Our answer was affirmative also to the second question (Q2) of whether the runtimes of each of the solvers can be predicted more accurately by extending the set of features. We observed that, in general, the more high-quality the features, the more accurate the predictions. For algorithm selection, however, the more accurate runtime predictions translated only to a small improvement. This was somewhat expected since the selections based on the basic features already achieved very good performance.

Via the extensive empirical evaluation presented as part of this work, we managed to answer some of the key basic questions about the empirical hardness of BNSL. This first study opens several avenues for future research. First, we believe the proposed collection of features is not complete—presumably, there are even more informative, albeit possibly slower-to-compute, features yet to be discovered. For example, while not considered here, one straightforward possibility would be to use summary statistics for the BNSL features that are less susceptible to outliers, for example, medians. The question of how to efficiently trade informativeness for computational efficiency is relevant also more generally for the algorithm selection methodology; probing features (Hutter et al. 2014), as applied in this work to the context of BNSL, provide just one, rather generic technique. Second, the empirical hardness model and its evaluated performance obviously depend on the distribution of the training and test instances. While this dependency is unavoidable, it is an intriguing question to what extent the dependency can be weakened by considering appropriate distributions and sufficiently large samples of instances.

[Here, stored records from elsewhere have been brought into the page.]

PR #992, opened 2021-05-21
[prometheus-postgres-exporter] Don't apply Secret when using one externally-managed

jonathan-mothership:
Adds a validation on `.Values.config.datasourceSecret` to avoid laying down a secret that isn't used. 

When the operator of this chart specifies `.Values.config.datasourceSecret` (commented as being mutually exclusive to `.Values.config.datasource`), the `Secret` is applied regardless. The `Deployment` uses the `datasourceSecret` exclusively when it's defined, so the `Secret` is never mounted and serves no purpose. 
 
I skipped a patch on the chart bump in light of #991.

#### Checklist
- [x] Chart Version bumped

### DIFF
--- a/charts/prometheus-postgres-exporter/Chart.yaml
+++ b/charts/prometheus-postgres-exporter/Chart.yaml
@@ -2,7 +2,7 @@ apiVersion: v2
 appVersion: "0.9.0"
 description: A Helm chart for prometheus postgres-exporter
 name: prometheus-postgres-exporter
-version: 2.3.1
+version: 2.3.3
 home: https://github.com/prometheus-community/postgres_exporter
 sources:
 - https://github.com/prometheus-community/postgres_exporter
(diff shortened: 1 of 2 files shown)


charts/prometheus-postgres-exporter/Chart.yaml
```diff
@@ -2,7 +2,7 @@ apiVersion: v2
 appVersion: "0.9.0"
 description: A Helm chart for prometheus postgres-exporter
 name: prometheus-postgres-exporter
-version: 2.3.1
+version: 2.3.3
```
monotek, line 5: this should be 2.3.2, or not?

monotek (changes requested):

monotek (approved):

zanhsieh (approved):

PR #1017, opened 2021-05-28
[kube-state-metrics] Add containerSecurityContext

lorenzo-biava:
Signed-off-by: Biava, Lorenzo <lorenzo.biava@nuance.com>

Add parameter containerSecurityContext to add a securityContext to a container. To allow setting options not available at the Pod level securityContext.
See https://kubernetes.io/docs/reference/generated/kubernetes-api/v1.21/#securitycontext-v1-core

Finally, we note that while in this work we focused on the runtime behavior of complete BNSL solvers, that is, exact algorithms that provide provably-optimal solutions to given BNSL instances, the techniques studied and developed in this paper could also be extended to cover in-exact local-search style, greedy, and approximate algorithmic approaches to BNSL. While such approaches typically exhibit better scalability than the exact approaches studied here, the fact that in-exact approaches cannot give guarantees of optimality on the produced solutions brings new challenges in terms of portfolio construction and prediction, specifically in understanding the interplay between solution quality and runtimes. Another potentially interesting direction for further study—although a somewhat secondary aspect compared to runtime behavior—would be to understand and predict the memory usage of exact approaches. Furthermore, it would be interesting to expand the study in the future by including additional datasets, for example, from OpenML (Vanschoren et al. 2013).